(Beginning of Record extracts)

PR #11786, opened 2026-04-24
Add validation codegen tests#11372

### LINKED ISSUE #11372: Add validation codegen tests
As part of solving https://github.com/helidon-io/helidon/issues/11360 I have added new codegen tests (the module did not exist before) to validate that codegen correctly fails on the reported issue (i.e. private field with a constraint).

We should add tests to validate that we correctly fail for all unsupported elements, and pass for all supported elements.

shankaritchapurapu:
### Description

Resolves https://github.com/helidon-io/helidon/issues/11372

https://github.com/helidon-io/helidon/issues/11360 resolves an issues where unsupported type (private field with constraint) is causing Codegen failure. 

This is a followup change to add tests to Codegen to cover for all supported and unsupported type of kind/elements.

Supported types
==============
class: non-private non-static field + supported methods
record: record components
interface: supported methods

Unsupported Types
===============
private field
static field
private method
static method
method with args
void method
constructor
Negative test for unsupported @Validation.Validated type kind (enum), asserting the illegal type error

### Documentation
None

Testing
-------
Build project and run the tests successfully with the following command (locally)
mvn -f declarative/tests/codegen/pom.xml -Dtest=ValidationCodegenTest test

### DIFF
--- a/declarative/tests/codegen/src/test/java/io/helidon/declarative/codegen/validation/ValidationCodegenTest.java
+++ b/declarative/tests/codegen/src/test/java/io/helidon/declarative/codegen/validation/ValidationCodegenTest.java
@@ -31,13 +31,12 @@ import io.helidon.validation.Validation;
 
 import org.junit.jupiter.api.Test;
 
-import static io.helidon.codegen.testing.CodegenMatchers.matches;
 import static org.hamcrest.CoreMatchers.containsString;
 import static org.hamcrest.CoreMatchers.is;
 import static org.hamcrest.CoreMatchers.not;
 import static org.hamcrest.MatcherAssert.assertThat;
 
-public class ValidationCodegenTest {
+class ValidationCodegenTest {
     private static final List<Class<?>> CLASSPATH = List.of(
             Generated.class,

(End of Record extracts)

• Task brief
Each line of the data that contains "private" belongs in the answer.

• Final answer
As part of solving https://github.com/helidon-io/helidon/issues/11360 I have added new codegen tests (the module did not exist before) to validate that codegen correctly fails on the reported issue (i.e. private field with a constraint).
https://github.com/helidon-io/helidon/issues/11360 resolves an issues where unsupported type (private field with constraint) is causing Codegen failure. 
class: non-private non-static field + supported methods
private field
private method
     private static final List<Class<?>> CLASSPATH = List.of(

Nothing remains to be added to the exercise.